For those of you in densely populated areas I can only recommend bugging in HARD. Stock up and hunker down until things get a little safer. If I don't know you well how am I to know you are not a threat to my family? I may be willing to risk my sorry butt but not my family's security. 

Food and water first with defensive weapons next because without the first there will be little need for the second.

Once again I doubt it will come to this but like insurance...


----------



## BagLady (Feb 3, 2014)

As Ardon said, it's best to have a plan A, plan B, etc.
Most of us are planning on staying put.
Some of us have other options.
Make the best of what you have.


----------



## Jakthesoldier (Feb 1, 2015)

It's all laughable. First of all, something like 75% of "the woods" are government owned in America. So it's not likely someone who will be headed into the woods like me will ever be on someone's property. Second, I grew up in the woods. I've hunted and fished more of my life than not. I've encountered bobcats, mountain lions, coyote, snakes, spiders, ticks, etc. Not a big deal. Even been stalked by a mountain lion for about 6 hours riding fences and salt licks. Came out just fine. (Thank god my horse was as stubborn as I was) If you know your woods, and have a specific, pre scouted area to head to, you can do just fine. The keys are a location so remote no one else would be able, rich water and game, and planning. Know your environment. There are plenty of us who are more than capable of succeeding. To be honest, I'd still rather die from a snake bite, and my own mistake, than because I couldn't keep my claim from invaders.


----------



## Prepared One (Nov 5, 2014)

I am in the city and still, plan on bugging in. I also know I will eventually be forced out or killed defending. When people get hungry they get mean. Cities will be the worst at first...if the situation lasts it will sprad out into the country side. There will be class a preditors everywhere. Some in gangs and some very organized. This will not be fun for anyone I imagine no matter where we are. Period! 

I do have a place to go in the middle of nowhere in Kansas. ( My Mom's farm ) But that's 800 miles of open country between here and there. I plan on bugging in and adapting to the threats. I always planned on buggin out only when forced. Maybe, I just die here defending what I have rather then die on the road? Either way if what we are talking about happens, city or country, there won't be many left to tell the story.


----------



## tinkerhell (Oct 8, 2014)

I found the guy's style of speach somewhat annoying.
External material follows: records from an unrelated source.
PR #17699, opened 2026-09-10
fix(fastify): send responses for exceptions thrown from middleware

### LINKED ISSUE #17698: Fastify: middleware exceptions hang with Reply is not a constructor after upgrading to Nest 12

- [x] I have read the whole migration guide.

- [x] I have searched the existing issues.

I found the historical closed issue #5341 (Nest 7 / Fastify 3), but not a report of this Nest 12 native-ESM regression.

The native-ESM transition in Nest 12 appears relevant. I have compared published 11.2.3 and 12.0.1 packages, but have not bisected individual commits.

### NestJS version

11.2.3 → 12.0.1 (`@nestjs/common`, `@nestjs/core`, `@nestjs/platform-fastify`).

### Describe the regression

A `BadRequestException` thrown from a class middleware registered through `MiddlewareConsumer` no longer produces an HTTP 400 response with the Fastify adapter. Instead, `FastifyAdapter.reply()` throws `TypeError: Reply is not a constructor`, resulting in an unhandled rejection and a request that does not receive a response before the client timeout.

This is limited to the native-response branch of `FastifyAdapter.reply()`. Ordinary requests, controller exceptions, and guard exceptions work in the same application.

| Case | Nest 11.2.3 | Nest 12.0.1 |
| --- | --- | --- |
| Middleware calls `next()` | 200 | 200 |
| Controller throws `BadRequestException` | 400 | 400 |
| Guard throws `ForbiddenException` | 403 | 403 |
| Middleware throws `BadRequestException` | 400 | `Reply is not a constructor`; request times out |

### Minimum reproduction code

https://gist.github.com/PatrickDai/0933d71045d2f07022f1a910c76b067a

The gist is a cloneable Git repository with `package.json`, `repro.mjs`, and instructions. Run `npm install --ignore-scripts --no-audit --no-fund && npm test` using Node.js 26.8.1.

The same script passes with all three Nest dependencies set to 11.2.3. The README includes the exact comparison command.

No TypeScript transpiler, custom exception filter, logger integration, or dependency patch is involved. The script uses Nest's default exception handler. It records unhandled rejections so the client timeout can also be observed, then exits with a failure code.

### Input code

The relevant middleware and registration, shown in TypeScript notation:

```ts
class HeaderMiddleware {
  use(req, _res, next) {
    if (req.headers['x-reject'] === 'yes') {
      throw new BadRequestException('middleware rejection');
    }
    next();
  }
}

configure(consumer: MiddlewareConsumer) {
  consumer.apply(HeaderMiddleware).forRoutes(Routes);
}
```

### Expected behavior

A request with `x-reject: yes` receives the standard HTTP 400 JSON response, as with Nest 11.2.3, without an unhandled rejection.

### Other

- Node.js: 26.8.1, macOS.
- Native Node ESM (`"type": "module"`), no build step.
- Fastify is resolved through the adapter: 5.11.3 with Nest 11.2.3; 5.12.1 with Nest 12.0.1.

Relevant stack:

```text
TypeError: Reply is not a constructor
    at FastifyAdapter.reply (.../@nestjs/platform-fastify/adapters/fastify-adapter.js:227:15)
    at ExceptionsHandler.catch (.../@nestjs/core/exceptions/base-exception-filter.js:28:28)
    at ExceptionsHandler.next (.../@nestjs/core/exceptions/exceptions-handler.js:10:20)
    at .../@nestjs/core/router/router-proxy.js:10:35
    at middlewareFunction (.../@nestjs/core/middleware/middleware-module.js:185:28)
```

The [published 12.0.1 adapter](https://unpkg.com/@nestjs/platform-fastify@12.0.1/adapters/fastify-adapter.js) imports `fastify/lib/reply.js` with `import * as Reply`, then calls `new Reply(...)` for a native response. Under native ESM that binding is a module namespace object; Fastify's CommonJS constructor is its default export. Middleware runs with the raw response, so this branch is reached when Nest handles a middleware exception. Controller/guard exceptions use an existing Fastify reply and avoid the constructor branch.

micalevisk:
## PR Checklist

- [x] Docs have been added / updated (n/a)

## PR Type

- [x] Bugfix

Closes #17698.

With the Fastify adapter, an exception thrown from a Nest middleware never gets a response. The request hangs, and the process gets an unhandled rejection: `TypeError: Reply is not a constructor`.

Middleware receives the raw response, so the exception handler reaches the branch of `FastifyAdapter.reply()` that builds a Fastify `Reply` with `new Reply(...)`. The adapter imports it as a namespace:

```ts
import * as Reply from 'fastify/lib/reply.js';
```

Before the ESM migration (#16369), this compiled to `require('fastify/lib/reply')`, which returned the constructor. Under native ESM the binding is a module namespace object, and the constructor is its `default` export. The migration already switched the neighbouring `fastify/lib/symbols.js` import to a default import but missed this one. The module has no types, so the compiler couldn't flag it.

Since v12.0.0 this affects every exception thrown from a middleware, both `HttpException`s and unknown errors. Exceptions raised inside the route pipeline (controllers, guards, etc.) are not affected, because they already have a real `FastifyReply`.

### Why the existing tests did not catch it

The `reply()` unit tests only pass mocked `FastifyReply` objects, and no Fastify integration test threw from a middleware.

## What is the new behavior?

`Reply` is imported as the module's default export, so middleware exceptions get the standard error response again.

The new tests in `middleware-fastify.spec.ts` throw a `BadRequestException` and an unknown `Error` from a class middleware and check for the `400` and `500` responses. Without the fix, both time out with the `is not a constructor` rejection.

- [x] No

### DIFF
--- a/integration/hello-world/e2e/middleware-fastify.spec.ts
+++ b/integration/hello-world/e2e/middleware-fastify.spec.ts
@@ -1,4 +1,5 @@
 import {
+  BadRequestException,
   Controller,
   Get,
   Injectable,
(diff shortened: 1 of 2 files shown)


kamilmysliwiec:
lgtm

I only listened to the first few minutes.

While I find his comments about snakes and spiders a bit silly, I do agree in concept that bugging out to the woods is not a good idea.


----------



## rice paddy daddy (Jul 17, 2012)

People from "the city" invading my area is not high on my priority list. Not high at all, down near the bottom.


----------



## Smitty901 (Nov 16, 2012)

Few if any will make it alone in any long term SHTF. I have said that all along. There is just to much to do to try and go it alone of just a couple. Bunch of deer hunters with scopes they won't live long here if they get stupid. Survival is a we thing around here. And we will do just fine .


----------



## DadofTheFamily (Feb 19, 2015)

Here's a reality check. Don't touch your 72 hour bag. Take Friday off...now grab your bag...run out the front door...go live in the woods or city park or a hole for 3 days...move around constantly...force yourself to stay alert...all the while thinking this is your home for the next several years... Most people can't do it. Your head plays tricks on you.


----------



## Arklatex (May 24, 2014)

DadofTheFamily said:


> Here's a reality check. Don't touch your 72 hour bag. Take Friday off...now grab your bag...run out the front door...go live in the woods or city park or a hole for 3 days...move around constantly...force yourself to stay alert...all the while thinking this is your home for the next several years... Most people can't do it. Your head plays tricks on you.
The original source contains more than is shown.